Re: Documentation for sysfs, hotplug, and firmware loading.

From: Rob Landley
Date: Wed Jul 18 2007 - 13:40:15 EST


On Wednesday 18 July 2007 3:58:57 am Cornelia Huck wrote:
> On Tue, 17 Jul 2007 17:03:31 -0400,
>
> Rob Landley <rob@xxxxxxxxxxx> wrote:
> > Here's some sysfs/hotplug/firmware loading documentation I wrote. I
> > finally tracked down the netlink bits to finish it up, so I can send it
> > out to the world.
> >
> > What's wrong with it? :)
>
> OK, some comments from me:
> > Entires for block devices are found at the following locations:
>
> ^^^^^^^ typo

Got it.

> > /sys/block/*/dev
> > /sys/block/*/*/dev
>
> Note that this will change to /sys/class/block/ in the future.

At OLS, Kay Sievers said in a future version they were going to move it
to "/sys/subsystem/block", which I can't document right now because no
current kernel does this, and that path will never work with any previous
kernel, but there should be a compatability symlink from the old path to the
new one. He never mentioned /sys/class/block.

To all of this, I would like to humbly ask:

PICK ONE! JUST #*%(&#%& PICK ONE! AAAAAAAAHHHHHHH!!!!!!!!!

I don't care where it is. Just put it somewhere I can find it, and keep it
there. All this gratuitous moving stuff around serves NO PURPOSE other than
to break userspace. I'm trying to document this so that the next time you
go "oh wait, it should be at "/sys/tarantula/fruitbat" I can show that you're
breaking an existing documented userspace API.

There's a kernel config option to make symlinks from the old
location. /sys/block makes as much sense as any other location, and it's
what's there now.

> > Entries for char devices are found at the following locations:
> >
> > /sys/bus/*/devices/*/dev
> > /sys/class/*/*/dev
>
> Uh, that is actually the generic location?

It's what Kay Sievers and Greg KH told me at OLS when I tracked them down to
ask. I've also experimentally verified it working on Ubuntu 7.04. That was
cut and pasted from Kay's email, and it works today.

> It may be enough (and less confusing) to just state that the dev
> attribute will belong to the associated "class" device sitting
> under /sys/class/ (with the current exception of /sys/block/).

Nope. If you recurse down under /sys/class following symlinks, you go into an
endless loop bouncing off of /sys/devices and getting pointed back. If you
don't follow symlinks, it works fine up until about 2.6.20 at which point
things that were previously directories BECAME symlinks because the
directories got moved, and it all broke.

Which is why I want it documented where to look for these suckers. Just give
me ONE STABLE WAY TO FIND THIS INFORMATION, PLEASE.

This document is trying to document just enough information to make hotplug
work using sysfs (which includes firmware loading if necessary).

> (And how about referring to Documentation/sysfs-rules.txt?)

Because there isn't one in 2.6.22, and I've been writing this file on and off
for a month as I tracked down various bits of information?

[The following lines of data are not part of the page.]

PR #146, opened 2021-12-03
fix(tests): support macos tmp dir to make tests pass

phililippe:
Tests are failing on Mac OS because the tmp directory is not /tmp. Also /tmp is a symlink for /private/tmp

This PR proposes:
- to use the tempfile package to get the current tmp directory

> > A simple bash script to record variables from hotplug events might look
> > like:
>
> Using a bash script is actually a very bad idea in the general case. It
> can lead to OOM very quickly on large installations.

I know. I'm just trying to show people how to do it. Notice that this script
doesn't DO anything, it just dumps the variables (and proves
that /sys/hotplug got called). You're worried about the scalability of a
debugging script.

> > It's possible to disable the usermode helper hotplug mechanism (by
> > writing an empty string into /proc/sys/kernel/hotplug), but there's
> > little reason to do this since a usermode helper won't be spawned if
> > /sbin/hotplug doesn't exist, and negative dentries will record the fact
> > it doesn't exist after the first lookup attempt.
>
> AFAIK, the normal mode of operation is to use the hotplug mechanism
> during early setup but to disable it once you have a listener on
> netlink in place. My systems have an empty /proc/sys/kernel/hotplug.

And I documented how to blank it. However, lots of embedded systems stick
with one mechanism because having two is something they won't waste space on.
(I note that mdev is about 5k and can be made to use very little memory per
instance.)

Also, you can hold off on all device probing until a netlink daemon is up and
then echo "add" to all the "uevent" entries you find. At one point, udev did
this, dunno what it's doing now.

> > ACTION
> > The current hotplug action: "add" to add the device...
> > [QUESTION: Full list of actions?]
>
> Would be good. See lib/kobject_uevent.c.

Ah, I left a TODO item in there that I forgot to mark TODO. :)

(Rummage) Seems to be "add, remove, change, online, offline, move"?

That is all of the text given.